Task to complete: Copy every line of the following data that includes the string "those".

Records provided:
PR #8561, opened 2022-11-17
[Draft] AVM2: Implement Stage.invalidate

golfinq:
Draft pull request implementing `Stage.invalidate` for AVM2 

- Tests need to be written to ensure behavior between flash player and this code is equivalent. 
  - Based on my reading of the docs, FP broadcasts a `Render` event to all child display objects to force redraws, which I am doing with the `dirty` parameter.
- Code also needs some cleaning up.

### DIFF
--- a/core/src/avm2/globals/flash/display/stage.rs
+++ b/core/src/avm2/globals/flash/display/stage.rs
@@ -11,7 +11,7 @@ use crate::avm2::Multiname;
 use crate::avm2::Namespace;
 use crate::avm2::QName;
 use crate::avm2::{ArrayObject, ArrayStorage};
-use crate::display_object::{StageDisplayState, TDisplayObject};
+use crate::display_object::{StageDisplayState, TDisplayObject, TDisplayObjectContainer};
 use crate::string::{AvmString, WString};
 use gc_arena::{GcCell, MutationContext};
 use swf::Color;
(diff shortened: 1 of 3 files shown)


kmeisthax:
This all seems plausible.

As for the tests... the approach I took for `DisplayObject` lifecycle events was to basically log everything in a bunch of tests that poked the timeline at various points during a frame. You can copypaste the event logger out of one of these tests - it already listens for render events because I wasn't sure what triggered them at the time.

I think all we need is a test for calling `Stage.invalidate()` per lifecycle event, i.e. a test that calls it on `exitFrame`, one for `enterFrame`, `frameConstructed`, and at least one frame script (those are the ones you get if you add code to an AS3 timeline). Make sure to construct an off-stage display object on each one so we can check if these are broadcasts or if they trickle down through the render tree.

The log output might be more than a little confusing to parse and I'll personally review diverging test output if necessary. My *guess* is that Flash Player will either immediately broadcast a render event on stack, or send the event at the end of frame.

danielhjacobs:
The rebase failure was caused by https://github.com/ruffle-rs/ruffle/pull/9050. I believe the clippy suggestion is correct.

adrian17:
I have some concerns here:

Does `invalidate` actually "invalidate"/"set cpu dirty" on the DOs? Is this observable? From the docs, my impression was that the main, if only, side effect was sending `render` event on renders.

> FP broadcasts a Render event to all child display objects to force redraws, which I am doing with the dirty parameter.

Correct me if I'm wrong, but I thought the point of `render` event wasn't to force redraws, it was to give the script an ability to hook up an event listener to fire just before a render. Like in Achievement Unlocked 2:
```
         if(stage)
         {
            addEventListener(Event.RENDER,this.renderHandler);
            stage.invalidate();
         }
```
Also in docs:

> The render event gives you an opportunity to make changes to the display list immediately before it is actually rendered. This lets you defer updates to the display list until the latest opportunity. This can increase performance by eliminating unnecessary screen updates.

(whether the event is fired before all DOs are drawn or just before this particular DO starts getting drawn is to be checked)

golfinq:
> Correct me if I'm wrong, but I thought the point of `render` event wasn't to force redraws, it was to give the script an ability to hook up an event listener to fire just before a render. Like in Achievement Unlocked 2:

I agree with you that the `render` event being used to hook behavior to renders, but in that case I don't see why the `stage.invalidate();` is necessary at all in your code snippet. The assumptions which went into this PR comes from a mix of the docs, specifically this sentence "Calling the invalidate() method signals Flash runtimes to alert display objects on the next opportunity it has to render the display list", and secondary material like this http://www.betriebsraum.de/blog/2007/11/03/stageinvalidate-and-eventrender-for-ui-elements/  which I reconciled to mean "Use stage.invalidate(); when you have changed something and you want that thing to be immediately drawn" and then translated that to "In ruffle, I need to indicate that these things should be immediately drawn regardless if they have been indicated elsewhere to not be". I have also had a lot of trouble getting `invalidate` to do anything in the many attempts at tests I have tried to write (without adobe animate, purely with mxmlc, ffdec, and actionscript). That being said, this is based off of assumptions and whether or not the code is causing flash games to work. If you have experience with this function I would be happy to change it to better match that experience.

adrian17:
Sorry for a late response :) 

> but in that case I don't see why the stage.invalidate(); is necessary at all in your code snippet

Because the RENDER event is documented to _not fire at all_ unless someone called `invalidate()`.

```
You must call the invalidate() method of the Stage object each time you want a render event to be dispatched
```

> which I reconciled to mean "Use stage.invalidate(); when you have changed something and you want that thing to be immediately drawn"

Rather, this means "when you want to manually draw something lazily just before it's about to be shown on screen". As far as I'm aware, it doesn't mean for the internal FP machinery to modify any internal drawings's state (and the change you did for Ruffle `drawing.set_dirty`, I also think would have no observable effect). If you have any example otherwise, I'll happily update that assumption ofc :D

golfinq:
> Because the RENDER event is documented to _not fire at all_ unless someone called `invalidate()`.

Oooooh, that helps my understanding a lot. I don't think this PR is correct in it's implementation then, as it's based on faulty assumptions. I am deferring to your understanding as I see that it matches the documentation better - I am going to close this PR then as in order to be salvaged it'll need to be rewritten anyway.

...

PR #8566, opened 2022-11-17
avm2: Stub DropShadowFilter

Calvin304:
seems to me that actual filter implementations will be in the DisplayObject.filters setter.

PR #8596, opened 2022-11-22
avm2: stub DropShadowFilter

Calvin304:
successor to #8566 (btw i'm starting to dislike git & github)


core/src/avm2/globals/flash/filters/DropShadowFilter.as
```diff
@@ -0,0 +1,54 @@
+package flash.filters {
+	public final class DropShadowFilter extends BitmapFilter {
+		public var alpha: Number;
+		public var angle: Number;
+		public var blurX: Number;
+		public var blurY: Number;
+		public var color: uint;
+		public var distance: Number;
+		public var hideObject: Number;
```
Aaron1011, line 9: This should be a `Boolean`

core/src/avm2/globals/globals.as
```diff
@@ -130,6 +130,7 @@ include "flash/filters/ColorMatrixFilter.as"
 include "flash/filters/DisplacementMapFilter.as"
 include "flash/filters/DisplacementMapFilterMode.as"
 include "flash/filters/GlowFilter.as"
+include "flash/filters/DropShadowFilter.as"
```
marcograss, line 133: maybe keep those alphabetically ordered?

Response to this exercise:
I think all we need is a test for calling `Stage.invalidate()` per lifecycle event, i.e. a test that calls it on `exitFrame`, one for `enterFrame`, `frameConstructed`, and at least one frame script (those are the ones you get if you add code to an AS3 timeline). Make sure to construct an off-stage display object on each one so we can check if these are broadcasts or if they trickle down through the render tree.
marcograss, line 133: maybe keep those alphabetically ordered?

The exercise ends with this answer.